• Task to carry out:
Write out, from the entries below, exactly the lines that run between the lines holding "headers = new" and "-const _globalThis = (()", inclusive, and stop there.

Data items
-*-*-

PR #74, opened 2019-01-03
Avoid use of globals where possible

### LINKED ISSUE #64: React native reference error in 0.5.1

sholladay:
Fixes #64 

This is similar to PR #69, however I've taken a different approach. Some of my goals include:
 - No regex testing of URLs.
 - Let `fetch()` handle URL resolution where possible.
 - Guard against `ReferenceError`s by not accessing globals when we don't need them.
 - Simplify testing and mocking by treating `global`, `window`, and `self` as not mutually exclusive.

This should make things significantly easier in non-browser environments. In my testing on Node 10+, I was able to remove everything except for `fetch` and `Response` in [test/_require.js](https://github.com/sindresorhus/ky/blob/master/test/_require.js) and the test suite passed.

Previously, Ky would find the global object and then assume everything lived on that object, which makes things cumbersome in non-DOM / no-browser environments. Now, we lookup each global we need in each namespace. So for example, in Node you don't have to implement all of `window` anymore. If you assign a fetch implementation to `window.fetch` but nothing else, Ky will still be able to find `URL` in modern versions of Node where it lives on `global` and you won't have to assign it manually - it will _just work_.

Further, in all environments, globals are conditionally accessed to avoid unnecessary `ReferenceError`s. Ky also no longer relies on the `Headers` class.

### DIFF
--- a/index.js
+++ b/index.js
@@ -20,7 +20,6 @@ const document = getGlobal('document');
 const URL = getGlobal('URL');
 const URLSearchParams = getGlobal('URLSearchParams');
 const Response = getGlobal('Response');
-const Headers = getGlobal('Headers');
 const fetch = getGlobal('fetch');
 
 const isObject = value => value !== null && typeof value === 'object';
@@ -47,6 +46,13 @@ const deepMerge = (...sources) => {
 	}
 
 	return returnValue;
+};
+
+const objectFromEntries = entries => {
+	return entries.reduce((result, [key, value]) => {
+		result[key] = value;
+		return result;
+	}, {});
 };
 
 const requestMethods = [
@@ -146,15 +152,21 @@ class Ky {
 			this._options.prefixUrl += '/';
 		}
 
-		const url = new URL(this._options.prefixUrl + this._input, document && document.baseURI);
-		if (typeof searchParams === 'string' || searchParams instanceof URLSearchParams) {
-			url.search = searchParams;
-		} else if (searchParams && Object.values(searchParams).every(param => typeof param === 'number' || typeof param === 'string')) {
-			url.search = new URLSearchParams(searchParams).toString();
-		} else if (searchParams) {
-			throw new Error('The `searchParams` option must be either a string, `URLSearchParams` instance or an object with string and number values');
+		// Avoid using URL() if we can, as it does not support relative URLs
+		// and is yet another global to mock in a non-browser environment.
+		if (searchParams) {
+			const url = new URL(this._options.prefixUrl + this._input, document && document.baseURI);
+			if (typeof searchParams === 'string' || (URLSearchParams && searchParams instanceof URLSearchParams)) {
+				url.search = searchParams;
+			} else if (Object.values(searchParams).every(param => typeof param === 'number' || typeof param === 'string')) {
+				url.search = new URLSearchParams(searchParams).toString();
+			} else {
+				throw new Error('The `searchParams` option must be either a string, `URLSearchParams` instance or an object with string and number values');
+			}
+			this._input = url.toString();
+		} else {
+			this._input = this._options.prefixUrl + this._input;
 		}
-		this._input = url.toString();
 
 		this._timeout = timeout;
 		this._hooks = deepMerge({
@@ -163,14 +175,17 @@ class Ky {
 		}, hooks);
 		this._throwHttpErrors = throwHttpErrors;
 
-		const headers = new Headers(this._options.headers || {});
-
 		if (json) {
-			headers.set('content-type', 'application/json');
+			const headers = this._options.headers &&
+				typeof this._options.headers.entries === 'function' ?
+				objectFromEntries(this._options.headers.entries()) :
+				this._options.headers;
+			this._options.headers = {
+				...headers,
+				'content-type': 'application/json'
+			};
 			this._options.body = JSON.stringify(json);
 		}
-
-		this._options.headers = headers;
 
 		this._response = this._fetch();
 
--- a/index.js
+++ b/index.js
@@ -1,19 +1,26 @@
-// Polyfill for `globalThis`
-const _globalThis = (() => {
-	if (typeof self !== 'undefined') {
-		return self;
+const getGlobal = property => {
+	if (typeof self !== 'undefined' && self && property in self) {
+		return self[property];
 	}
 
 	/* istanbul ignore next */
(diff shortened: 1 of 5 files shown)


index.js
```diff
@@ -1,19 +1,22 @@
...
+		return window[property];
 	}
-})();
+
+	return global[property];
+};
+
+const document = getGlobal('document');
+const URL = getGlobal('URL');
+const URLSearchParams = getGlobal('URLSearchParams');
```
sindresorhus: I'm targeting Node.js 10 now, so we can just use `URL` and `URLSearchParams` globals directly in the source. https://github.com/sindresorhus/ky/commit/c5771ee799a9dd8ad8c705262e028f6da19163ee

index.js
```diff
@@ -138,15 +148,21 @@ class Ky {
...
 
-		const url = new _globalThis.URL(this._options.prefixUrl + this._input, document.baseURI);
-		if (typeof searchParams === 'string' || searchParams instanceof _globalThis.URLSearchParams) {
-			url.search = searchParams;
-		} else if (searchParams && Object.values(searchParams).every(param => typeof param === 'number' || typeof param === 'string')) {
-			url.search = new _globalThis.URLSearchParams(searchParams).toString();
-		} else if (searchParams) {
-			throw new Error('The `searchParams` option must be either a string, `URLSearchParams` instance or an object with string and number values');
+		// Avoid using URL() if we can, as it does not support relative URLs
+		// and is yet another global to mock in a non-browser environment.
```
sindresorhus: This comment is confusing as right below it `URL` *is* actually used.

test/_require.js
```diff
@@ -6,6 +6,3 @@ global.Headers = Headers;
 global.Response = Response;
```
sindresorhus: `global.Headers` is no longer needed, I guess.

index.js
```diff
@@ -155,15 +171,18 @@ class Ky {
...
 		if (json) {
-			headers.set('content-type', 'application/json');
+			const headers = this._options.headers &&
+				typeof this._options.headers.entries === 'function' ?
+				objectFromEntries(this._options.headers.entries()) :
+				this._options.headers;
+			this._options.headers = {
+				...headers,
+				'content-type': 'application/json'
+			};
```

-*-*-

• Written solution:
-		const headers = new Headers(this._options.headers || {});
-
 		if (json) {
-			headers.set('content-type', 'application/json');
+			const headers = this._options.headers &&
+				typeof this._options.headers.entries === 'function' ?
+				objectFromEntries(this._options.headers.entries()) :
+				this._options.headers;
+			this._options.headers = {
+				...headers,
+				'content-type': 'application/json'
+			};
 			this._options.body = JSON.stringify(json);
 		}
-
-		this._options.headers = headers;
 
 		this._response = this._fetch();
 
--- a/index.js
+++ b/index.js
@@ -1,19 +1,26 @@
-// Polyfill for `globalThis`
-const _globalThis = (() => {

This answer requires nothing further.